[time-nuts] Re: pulling some crystals

Jim Lux jim at luxfamily.com
Fri Dec 15 17:29:46 UTC 2023


	


There are some Analog Devices datasheets and ap notes that talk about it.  There’s a book by Vankka
https://link.springer.com/book/10.1007/978-1-4757-3395-2
Look at some of the second generation DDSs. (I.e. the ones that came out after the AD985x series, which are straight DDS with phase accumulator - sin/cos- dac)

And a few papers, I’ll look for them.  - As for a generalized way to predict the spurs - I don’t think so, I think you have to model it for your case.  We talked about it on this list about 5-10 years ago.  We were looking into it to improve turnaround performance for deep space transponders, where you care a lot about close in phase noise because it affects performance for ranging. Not so much for low (~10 bps) data rates, since those are a subcarrier 10-20 kHz away.

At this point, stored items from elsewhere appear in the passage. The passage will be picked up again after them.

PR #3560, opened 2021-05-20
enable pin_memory for DataLoaders

msbaines:
To avoid the creation of a cuda:0 context, I needed to make sure that the `BackgroundConsumer` thread had its cuda device context set to the correct GPU.

### DIFF
--- a/fairseq/data/iterators.py
+++ b/fairseq/data/iterators.py
@@ -214,6 +214,7 @@ class StreamingEpochBatchIterator(EpochBatchIterating):
             num_workers=self.num_workers,
             timeout=self.timeout,
             worker_init_fn=worker_init_fn,
+            pin_memory=True,
         )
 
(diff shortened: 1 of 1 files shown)


sshleifer (approved):
For my learning, what is cuda:0 context?

msbaines:
> For my learning, what is cuda:0 context?

In torch, CUDA GPU0 is referred to as device="cuda:0" so I really meant a CUDA context for GPU 0. pin_memory will create a context for the current CUDA device which defaults to GPU 0. To avoid this, you can change the default device via torch.set_device(). The problem is the the default device is thread-specific, so new thread fallback to GPU 0 unless you call torch.set_device() on the thread.

Some more context:

https://github.com/pytorch/pytorch/issues/58626
https://github.com/pytorch/pytorch/issues/32424

PR #3592, opened 2021-06-04
fix logging when running single-process

msbaines:
In file_io.py, there is a logging message that happens in the global
scope. This logging message can be invoked before calling
logging.basicConfig() in fairseq_cli/train.py resulting in that
call becoming a no-op. This was causing the loglevel to remain at
WARNING.

Fix is to call logging.basicConfig() before import-ing any fairseq
libraries that may do logging in global scope.

Verified that I logging.info messages are now visible after applying
this PR.

# Before submitting

- [ ] Did you read the [contributor guideline](https://github.com/pytorch/fairseq/blob/master/CONTRIBUTING.md)?

## What does this PR do?
Fixes # (issue).

## PR review    

## Did you have fun?

### DIFF
--- a/fairseq_cli/train.py
+++ b/fairseq_cli/train.py
@@ -14,6 +14,15 @@ import os
 import sys
 from typing import Dict, Optional, Any, List, Tuple, Callable
 
+# We need to setup root logger before importing any fairseq libraries.
+logging.basicConfig(
+    format="%(asctime)s | %(levelname)s | %(name)s | %(message)s",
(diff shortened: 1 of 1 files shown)


msbaines:
From pytorch docs:


> The functions debug(), info(), warning(), error() and critical() will call basicConfig() automatically if no handlers are defined for the root logger.
> 
> This function does nothing if the root logger already has handlers configured, unless the keyword argument force is set to True.


https://docs.python.org/3/library/logging.html#logging.basicConfig

sujitoc (approved):

PR #3601, opened 2021-06-08
[Hubert] Enabled storing of dictionaries

neeyanthkvk:
## What does this PR do?
For HubertPretrainingTask, added dictionaries to the task state to enable the serialization of the dictionaries (thus removing the need to load from the disk after training)

## PR review    

### Test Plan
To verify the success, run the Hubert Pretraining pipeline, load a checkpoint model, and verify that the "dictionaries" key is present in the state within the model.

Specifically, 
```
PYTHONPATH=. python /path/to/fairseq/fairseq_cli/hydra_train.py -m \
        --config-dir ${fairseq_dir}/examples/hubert/config/pretrain \
        --config-name hubert_base_librispeech \
        hydra/launcher=submitit_local \
        hydra.launcher.gpus_per_node=2 \
        hydra.launcher.cpus_per_task=8 \
        hydra.launcher.mem_gb=384 \
        task.data=${tsv_dir} \
        task.label_dir=${km_dir} \
        task.labels=["km"] \
        +data=iter1 \
        optimization.max_update=250 \
        hydra.sweep.dir=${exp_dir} \
        hydra.run.dir=${exp_dir} > ${exp_dir}/log.out 2> ${exp_dir}/log.err &
```
Then, at the location of the model, load the model using `pytorch.load`, and verifying that "dictionaries" is a key under the `task_state` key of the model.

## Did you have fun?

### DIFF
--- a/fairseq/tasks/hubert_pretraining.py
+++ b/fairseq/tasks/hubert_pretraining.py
@@ -107,19 +107,19 @@ class HubertPretrainingTask(FairseqTask):
     def __init__(
         self,
         cfg: HubertPretrainingConfig,
-        dictionaries: Dict[str, Dictionary],
     ) -> None:
         super().__init__(cfg)
 
         logger.info(f"current directory is {os.getcwd()}")
         logger.info(f"HubertPretrainingTask Config {cfg}")
-        self._dictionaries = dictionaries
+        
+        self.state.add_factory("dictionaries", lambda: self.dictionaries_factory(cfg))
+        self.state.add_factory("target_dictionary", self.target_dictionary_factory)
 
+        self._dictionaries = self.state.dictionaries
+        self._target_dictionary = self.state.target_dictionary
         self._source_dictionary = None
-        self._target_dictionary = None
 
-        if len(self.dictionaries) == 1:
-            self._target_dictionary = self.dictionaries[0]
         self.blank_symbol = "<s>"
 
     @property
@@ -138,14 +138,22 @@ class HubertPretrainingTask(FairseqTask):
     def setup_task(
         cls, cfg: HubertPretrainingConfig, **kwargs
     ) -> "HubertPretrainingTask":
+        return cls(cfg)
+        
+    def dictionaries_factory(self, cfg: HubertPretrainingConfig):
         label_dir = cfg.data if cfg.label_dir is None else cfg.label_dir
-        dictionaries = {
+        return {
             label: Dictionary.load(f"{label_dir}/dict.{label}.txt")
             if os.path.exists(f"{label_dir}/dict.{label}.txt")
             else None
             for label in cfg.labels
         }
-        return cls(cfg, dictionaries)
+
+    def target_dictionary_factory(self):
+        if len(self._dictionaries) == 1:
+            logger.info(self._dictionaries)
+            return self._dictionaries[list(self._dictionaries)[0]]
+        return None
 
     def get_label_dir(self) -> str:
         if self.cfg.label_dir is None:
--- a/fairseq/tasks/hubert_pretraining.py
+++ b/fairseq/tasks/hubert_pretraining.py
@@ -115,12 +115,13 @@ class HubertPretrainingTask(FairseqTask):
         logger.info(f"current directory is {os.getcwd()}")
         logger.info(f"HubertPretrainingTask Config {cfg}")
 
+        self.cfg = cfg
         self.fine_tuning = cfg.fine_tuning
 
         if cfg.fine_tuning:
-            self.state.add_factory("target_dictionary", lambda: self.load_dictionaries(cfg)[0])
+            self.state.add_factory("target_dictionary", lambda: self.load_dictionaries)
         else:
-            self.state.add_factory("dictionaries", lambda: self.load_dictionaries(cfg))
+            self.state.add_factory("dictionaries", lambda: self.load_dictionaries)
 
         self._source_dictionary = None
 
@@ -144,9 +145,10 @@ class HubertPretrainingTask(FairseqTask):
     ) -> "HubertPretrainingTask":
         return cls(cfg)
 
-    def load_dictionaries(self, cfg: HubertPretrainingConfig):
-        label_dir = cfg.data if cfg.label_dir is None else cfg.label_dir
-        return [Dictionary.load(f"{label_dir}/dict.{label}.txt") for label in cfg.labels]
+    def load_dictionaries(self):
+        label_dir = self.cfg.data if self.cfg.label_dir is None else self.cfg.label_dir
+        dictionaries = return [Dictionary.load(f"{label_dir}/dict.{label}.txt") for label in self.cfg.labels]
+        return dictionaries[0] if self.cfg.fine_tuning else dictionaries
 
     def get_label_dir(self) -> str:
         if self.cfg.label_dir is None:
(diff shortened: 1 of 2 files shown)


fairseq/tasks/hubert_pretraining.py
```diff
@@ -107,19 +107,19 @@ class HubertPretrainingTask(FairseqTask):
...
 
         logger.info(f"current directory is {os.getcwd()}")
         logger.info(f"HubertPretrainingTask Config {cfg}")
-        self._dictionaries = dictionaries
+        
+        self.state.add_factory("dictionaries", lambda: self.dictionaries_factory(cfg))
+        self.state.add_factory("target_dictionary", self.target_dictionary_factory)
 
+        self._dictionaries = self.state.dictionaries
+        self._target_dictionary = self.state.target_dictionary
```
hikushalhere, line 120: `self._target_dictionary` can be retrieved from `self._dictionaries`. (Lines 121-122 on the left).

fairseq/tasks/hubert_pretraining.py
```diff
@@ -107,19 +107,19 @@ class HubertPretrainingTask(FairseqTask):
...
-        dictionaries: Dict[str, Dictionary],
     ) -> None:
         super().__init__(cfg)
 
         logger.info(f"current directory is {os.getcwd()}")
         logger.info(f"HubertPretrainingTask Config {cfg}")
-        self._dictionaries = dictionaries
+        
+        self.state.add_factory("dictionaries", lambda: self.dictionaries_factory(cfg))
+        self.state.add_factory("target_dictionary", self.target_dictionary_factory)
```
hikushalhere, line 117: Since target dictionary can be retrieved from dictionaries, this is not required.

fairseq/tasks/hubert_pretraining.py
```diff
@@ -138,14 +138,22 @@ def dictionaries(self) -> List[Dictionary]:
...
             else None
             for label in cfg.labels
         }
-        return cls(cfg, dictionaries)
+
+    def target_dictionary_factory(self):
+        if len(self._dictionaries) == 1:
+            logger.info(self._dictionaries)
+            return self._dictionaries[list(self._dictionaries)[0]]
+        return None
```
hikushalhere, line 156: May be returning {} is better to not crash the process, and signal that the target dictionary is empty.

hikushalhere (commented):
Looks good to me. Can you pls add how you tested this? You can add it in "What does this PR do" with a prefix "Test Plan:".

hikushalhere (approved):

fairseq/tasks/hubert_pretraining.py
```diff
@@ -107,19 +109,29 @@ class HubertPretrainingTask(FairseqTask):
...
+            self._dictionaries = self.state.ft_dictionaries
+        else:
+            self.state.add_factory("pt_dictionaries", lambda: self.dictionaries_factory(cfg))
+            self._dictionaries = self.state.pt_dictionaries
+
+        if len(self._dictionaries) == 1:
+            self._target_dictionary = self._dictionaries[list(self._dictionaries)[0]]
+        else:
+            logger.info("Multiple Dictionaries, cannot pick single target.")
+            self._target_dictionary = {}
```
hikushalhere, line 131: @wnhsu How should multiple dictionaries be handled?

fairseq/tasks/hubert_pretraining.py
```diff
@@ -134,18 +146,32 @@ def target_dictionary(self) -> Optional[Dictionary]:
...
         return [self._dictionaries[l] for l in self.cfg.labels]
 
+    @property
+    def pt_dictionaries(self) -> Optional[Dictionary]:
+        if self.fine_tuning:
+            logger.warning("Attempting to access pre-training dictionary during fine-tuning")
+        return self.state.pt_dictionaries
+
+    @property
+    def ft_dictioanries(self) -> Optional[Dictionary]:
```
hikushalhere, line 156: If you intend to return the dictionaries via the new properties `ft_dictionaries` and `pt_dictionaries` then you need to make sure that all callers of the property `dictionaries` are also changed.

However, I don't think you need two properties `ft_dictionaries` and `pt_dictionaries`. You can return the appropriate dictionary from the dictionaries property on line 146 based on `self.fine_tuning`.

hikushalhere (changes requested):

fairseq/tasks/hubert_pretraining.py
neeyanthkvk: This is how the `_target_dictionary` field was handled originally as well.

wnhsu: the logic is a bit convolving when I first design this... so some basics:
1) fine-tuning uses only **one** dictionary
2) pre-training may use **multiple** dictionaries
3) fine-tuning builds the model with `task.target_dictionary`
4) pre-training builds the model with `task.dictionaries`
5) previously we have `task.target_dictionary = task.dictionaries[0]`


I'm going to propose that:
a) we change `HubertModel.build_model` to use `pt_dictionaries` instead of `dictionaries` for clarity
b) rename `dictionaries_factory` to `load_dictionaries`, and return `[Dictionary.load(f"{label_dir}/dict.{label}.txt") for label in cfg.labels]`. Note that we do not need to check if the file exists anymore since it was a workaround when we didn't save dictionaries into task.state before.
c) we do 
```
if cfg.fine_tuning:
  self.state_add_factory("target_dictionary", lambda: self.load_dictionaries(cfg)[0])
else:
  self.state_add_factory("dictionaries", lambda: self.load_dictionaries(cfg))
```
and remove L127-131. Note that now we use `@property` anymore for simplicity

Does that sound good?

wnhsu (changes requested):

wnhsu (approved):

fairseq/tasks/hubert_pretraining.py
```diff
@@ -107,19 +109,21 @@ class HubertPretrainingTask(FairseqTask):
...
         logger.info(f"current directory is {os.getcwd()}")
         logger.info(f"HubertPretrainingTask Config {cfg}")
-        self._dictionaries = dictionaries
+
+        self.fine_tuning = cfg.fine_tuning
+
+        if cfg.fine_tuning:
+            self.state.add_factory("target_dictionary", lambda: self.load_dictionaries(cfg)[0])
+        else:
+            self.state.add_factory("dictionaries", lambda: self.load_dictionaries(cfg))
```
hikushalhere, line 123: What will happen here is that sef.load_dictionaries(cfg) will be called right away and the function you're passing to add_factory() is an anonymous function that returns the stored object. May be you can save cfg as member variable (self.cfg = cfg) before calling the function. So then you can pass just the function object.

Alternatively, you can use functools.partial to create a function object with the argument that you can pass to add_factory().

fairseq/tasks/hubert_pretraining.py
```diff
@@ -128,24 +132,21 @@ def source_dictionary(self) -> Optional[Dictionary]:
 
     @property
     def target_dictionary(self) -> Optional[Dictionary]:
-        return self._target_dictionary
+        return self.state.target_dictionary
 
     @property
     def dictionaries(self) -> List[Dictionary]:
-        return [self._dictionaries[l] for l in self.cfg.labels]
+        return self.state.dictionaries
```
hikushalhere, line 139: I think this needs to be: `return self.state.dictionaries if not self.fine_tuning else [self.state.target_dictionary]`

wnhsu: do we need that? I think `dictionaries` is only used for pre-training; whereas `target_dictionary` is used for fine-tuning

Essentially, one technique is to predict the spur (e.g. from a table, or suitable arithmetic) and have another DDS that coherently subtracts it. Another is to put some sort of (digital) filtering in the path between the phase accumulator and the sin/cos lookup, or between the sin/cos lookup and the DAC.  




 


On Wed, 13 Dec 2023 01:47:50 -0800, Hal Murray via time-nuts <time-nuts at lists.febo.com> wrote:

Jim Lux said:
> This may or may not work, depending on your phase noise requirements.  There
> are techniques for DDSes to make the close in phase noise small (at the
> expense of raising it farther out - it's always like squishing a balloon).

Could you say more about hat area? Is there a good paper or chapter of a book?

Is there a simple formula for the size and offset of the closest spurs? Do
they ever get lost in the phase noise of the main peak?